Jefry mengatakan, kurangnya fasilitas menyebabkan beberapa lokasi tidak bisa dijangkau seperti Pomako, Mile 32-Mayon dan wilayah Mimika Timur.

Beberapa wilayah tersebut akhirnya mengelola sampahnya sendiri meskipun sebenarnya itu tugas dari DLH. 

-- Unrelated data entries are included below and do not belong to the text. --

PR #947, opened 2019-03-16
Added note for hexadecimal exercise readme

EvgeniyRRU:
When I viewed Community Solutions for hexadecimal exercise, I detected that, according to Readme, one can simply using Ruby standard library method `to_i(16)`. I think we should to fix it

### DIFF
--- a/exercises/hexadecimal/README.md
+++ b/exercises/hexadecimal/README.md
@@ -7,6 +7,11 @@ teal: 008080, navy: 000080).
 
 The program should handle invalid hexadecimal strings.
 
+## Note
+
+- Implement the conversion yourself.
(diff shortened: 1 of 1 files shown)


EvgeniyRRU:
@F3PiX I don't understand you. There is not `hits.md` file in this exercise. I've just copied this block from 'binary' exercise

petertseng:
EBWODP: I will make clear that I mean to say the existing readme **already** says what I claimed it says, by changing the following:

> this very same file says 

this very same file *already* says

EvgeniyRRU:
@petertseng Oh, sorry, I read it carefully, so I decline this PR.

PR #950, opened 2019-03-25
acronym: Update and exclude new tests

pgaspar:
We've [recently](https://github.com/exercism/ruby/pull/931#discussion_r251869850) stopped updating the Acronym exercise because of two new test cases:

* `test_apostrophes` (introduced by https://github.com/exercism/problem-specifications/pull/1377)
* `test_underscore_emphasis` (introduced by https://github.com/exercism/problem-specifications/pull/1436)

This PR changes the generator to automatically exclude these two test cases. With this change we can still get updates from the canonical version without adding the tests we don't want at the same time.

If the idea of excluding certain tests proves useful we may want to consider supporting it in the base `ExerciseCase` so it can be easily be used by other generators.

### DIFF
--- a/lib/generator/test_template.erb
+++ b/lib/generator/test_template.erb
@@ -6,5 +6,5 @@ class <%= exercise_test_classname %> < Minitest::Test
 <%=
   test_cases.map.with_index do |test_case, index|
     test_case.to_s(index.zero?)
-  end.join("\n")
+  end.compact.join("\n")
 %>end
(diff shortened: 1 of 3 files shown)


lib/generator/test_template.erb
```diff
@@ -6,5 +6,5 @@ class <%= exercise_test_classname %> < Minitest::Test
 <%=
   test_cases.map.with_index do |test_case, index|
     test_case.to_s(index.zero?)
-  end.join("\n")
+  end.compact.join("\n")
```
pgaspar: Without this change the resulting `acronym_test.rb` would end with:

```ruby
  end


end
```

Instead of:

```ruby
  end
end
```

F3PiX: 😍

kotp:
Thank you @pgaspar

Issue #935, opened 2019-02-08
Temporarily not accepting changes to some exercises


emcoding:
A massive overhaul of the Ruby track is currently underway.
One of the side effects is that changes to current exercises can have a huge impact on the new structure, unknown to the contributor.

Therefore, we don't accept changes, at least not without discussing them in an issue first, for the exercises listed below.
Other exercises, including adding new, have less impact to the Track Anatomy in general. (We still prefer an issue first, before a PR.)
In case your looking to contribute, check this issue: https://github.com/exercism/ruby/issues/900 for our wishlist. 

Thanks for your understanding! 

---

Hello World
Two Fer
Resistor Color Duo
Acronym
High Scores
Matrix
Series 
Word Count
Hamming
Raindrops
Isogram
Scrabble Score
Luhn 
Clock
Twelve Days
Tournament

ETL
Grep
Phone Number
Proverb
Resistor Color Trio

kenliu:
any update on this?

kotp:
Are we due a status update on this... @F3PiX

F3PiX:
Yes, we are. 

My thinking is to add a list here of exercises we don't accept changes for, at least not without discussing it in an issue first. I'm thinking of the core exercises, and some exercises that are currently researched as core candidates. 

How does that sound?
@exercism/ruby

F3PiX:
I updated the description with the list of exercises.

kotp:
How about new exercises coming in...

F3PiX:
I don't think everyone of those needs to be under Track Anatomy scrutiny. If needed, I'll explain. For new exercises it's mostly the start of the track that I'd worry about. In general, more exercises is more for us and for students to choose from :-)  

But! I'll add a link to exercises we _are_ looking for help for.

kotp:
Well, 'reverse' is probably at the beginning... Can you give your thumbs up over there... it is the reason I realized we needed an update over here.

PR #952, opened 2019-03-27
[WIP] Handle test cases with to_s evaluating to nil

pgaspar:
This change makes it possible for `ExerciseCase`s to override the `to_s` method, returning `nil` for tests we don't want for the Ruby track. You can see an example of this on #953.

Without this change these excluded tests would still not appear on the generated test file, but an extra new-line would be present where they would be, given how:

```ruby
# Without the change:
[1, 2, nil, 4].join("\n")
# => "1\n2\n\n4"

# With the change:
[1, 2, nil, 4].compact.join("\n")
# => "1\n2\n4"
```

In practice, what this means is that, for example, on the Acronym update from #953 the generated test file `acronym_test.rb` will end with:

```ruby
  end
end
```

Instead of:

```ruby
  end


end
```

Note: #953 relies on this change.

### DIFF
--- a/lib/generator/test_template.erb
+++ b/lib/generator/test_template.erb
@@ -6,5 +6,5 @@ class <%= exercise_test_classname %> < Minitest::Test
 <%=
   test_cases.map.with_index do |test_case, index|
     test_case.to_s(index.zero?)
-  end.join("\n")
+  end.compact.join("\n")
 %>end


kotp:
Note #935 though.

kotp:
Thank you @pgaspar

PR #953, opened 2019-03-27
[WIP] acronym: Update and exclude new tests

pgaspar:
Note: this PR was initially merged and reverted (#950). This new version separates the changes to the test template into its own PR (#952). This PR thus depends on PR #952.

We've [recently](https://github.com/exercism/ruby/pull/931#discussion_r251869850) stopped updating the Acronym exercise because of two new test cases:

* `test_apostrophes` (introduced by https://github.com/exercism/problem-specifications/pull/1377)
* `test_underscore_emphasis` (introduced by https://github.com/exercism/problem-specifications/pull/1436)

This PR changes the generator to automatically exclude these two test cases. With this change we can still get updates from the canonical version without adding the tests we don't want at the same time.

If the idea of excluding certain tests proves useful we may want to consider supporting it in the base `ExerciseCase` so it can be easily be used by other generators.

### DIFF
--- a/exercises/acronym/.meta/generator/acronym_case.rb
+++ b/exercises/acronym/.meta/generator/acronym_case.rb
@@ -4,4 +4,19 @@ class AcronymCase < Generator::ExerciseCase
   def workload
     assert_equal(expected,  "Acronym.abbreviate('#{phrase}')")
   end
+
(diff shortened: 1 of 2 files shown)


kotp:
Note #935 though.

PR #961, opened 2019-05-30
Move ETL close to WordCount

F3PiX:
- This is preparing for promoting ETL to a core exercise. As a core, ETL should go just after Word Count. Let's first check if, as a side,  it isn't too hard on this point in the track by making it unlocked by WordCount.   
- The difficulty score is arbitrary; the Track Anatomy Project didn't touch those yet. I just made it one step more difficult than WordCount.

@exercism/ruby

### DIFF
--- a/config.json
+++ b/config.json
@@ -420,8 +420,8 @@
       "slug": "etl",
       "uuid": "0d66f3db-69a4-44b9-80be-9366f8b189ec",
       "core": false,
-      "unlocked_by": "scrabble-score",
-      "difficulty": 1,
+      "unlocked_by": "word-count",
+      "difficulty": 4,
       "topics": [
         "loops",
         "maps",


kotp:
The changes look good.  However the Readme suggests that it should be after the Scrabble game is done... otherwise it isn't really indicating the historical truth.

F3PiX:
That's an interesting observation @kotp. 
For reference, here's the relevant part of the description:

```
We're going to extract some scrabble scores from a legacy system.

The old system stored a list of letters per score:

1 point: "A", "E", "I", "O", "U", "L", "N", "R", "S", "T",
2 points: "D", "G",
...
The shiny new scrabble system instead stores the score per letter, which makes it much faster and easier to calculate the score for a word. It also stores the letters in lower-case regardless of the case of the input letters:

"a" is worth 1 point.
"b" is worth 3 points.
....

Your mission, should you choose to accept it, is to transform the legacy data format to the shiny new format.
```

I did not interpret this as if the legacy was the system from a preceding exercise. On the contrary, I read it as inspiration to use the second format for the Scrabble Score exercise :-) 

Do we need to take action as follow up? 
(I'm merging this for now, but please let me know if we need to follow up.)

kotp:
I think if the only reference to "a legacy system" is indicating "the old system" on the following line, then the old system would be our prior Scrabble solution?  If I had seen "An old system" it would have indicated to me some system, rather than the one that we may be familiar with.

It may be due to having done "the old system" in a specific way that we are reminded of that old system specifically.

kotp:
There may be nothing to do here.  If it is before any other Scrabble exercises, then it will automatically not be referring to that, as it hasn't happened yet.

PR #964, opened 2019-06-04
PrimeFactors: Replace `for` with `of` (for is a Ruby keyword)

yyyc514:
`for` is a Ruby keyword, so this is just bad naming if you ask me.

### DIFF
--- a/exercises/prime-factors/.meta/solutions/prime_factors.rb
+++ b/exercises/prime-factors/.meta/solutions/prime_factors.rb
@@ -1,5 +1,5 @@
 class PrimeFactors
-  def self.for(number)
+  def self.of(number)
     factors = []
     divisor = 2
     while number > 1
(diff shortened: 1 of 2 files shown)


kotp:
I agree, but there is going to need to be changes to the generator to put this into play.

yyyc514:
Fixed solution also.

yyyc514:
> I agree, but there is going to need to be changes to the generator to put this into play. 

Think I would need a clearer hint than that?

kotp:
"Need" was too strong a word, but it is good to put the generator into play as we make changes.  Look to [the generator section](https://github.com/exercism/ruby#implementing-a-generator) of the Readme for more details.

kotp:
:camel:

yyyc514:
> but not because for is a keyword.

Maybe partly because. :-)  Anyways, thanks for approval.

PR #967, opened 2019-06-13
Discuss: FlattenArray: Is this actually a valid solution?

yyyc514:
I actually presumed that was NOT the point of this exercise and always have be students implement an actual solution from primitives... I think the README should be updated to disallow flatten/compact.  Am I misunderstanding the goal of this exercise?

If we have some agreement I can add a working solution.


F3PiX:
There's already a discussion https://github.com/exercism/ruby/issues/966
We're nog going to implement this before we finished this discussion.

"Kami usulkan penambahan tiga unit truk dan penambahan tenaga kerja 21 tenaga, karena satu truk itu di tangani 7 orang, yakni 1 supir dan 6 pengangkut. Selain itu, bahan bakar, suku cadang semua harus ditambah, semua itu berkaitan," jelas Jefry. 

Sementara terkait Tempat Pembuangan Akhir (TPA), DLH juga sudah mengusulkan ke Dinas Pertanahan dan Perumahan Rakyat Kabupaten Mimika untuk penambahan lahan seluas 10 Ha berdekatan dengan TPA di Iwaka. 

Nantinya, lokasi tersebut akan digunakan sebagai lokasi pengelolaan sampah dari open dumping control menjadi sanitary landfill. 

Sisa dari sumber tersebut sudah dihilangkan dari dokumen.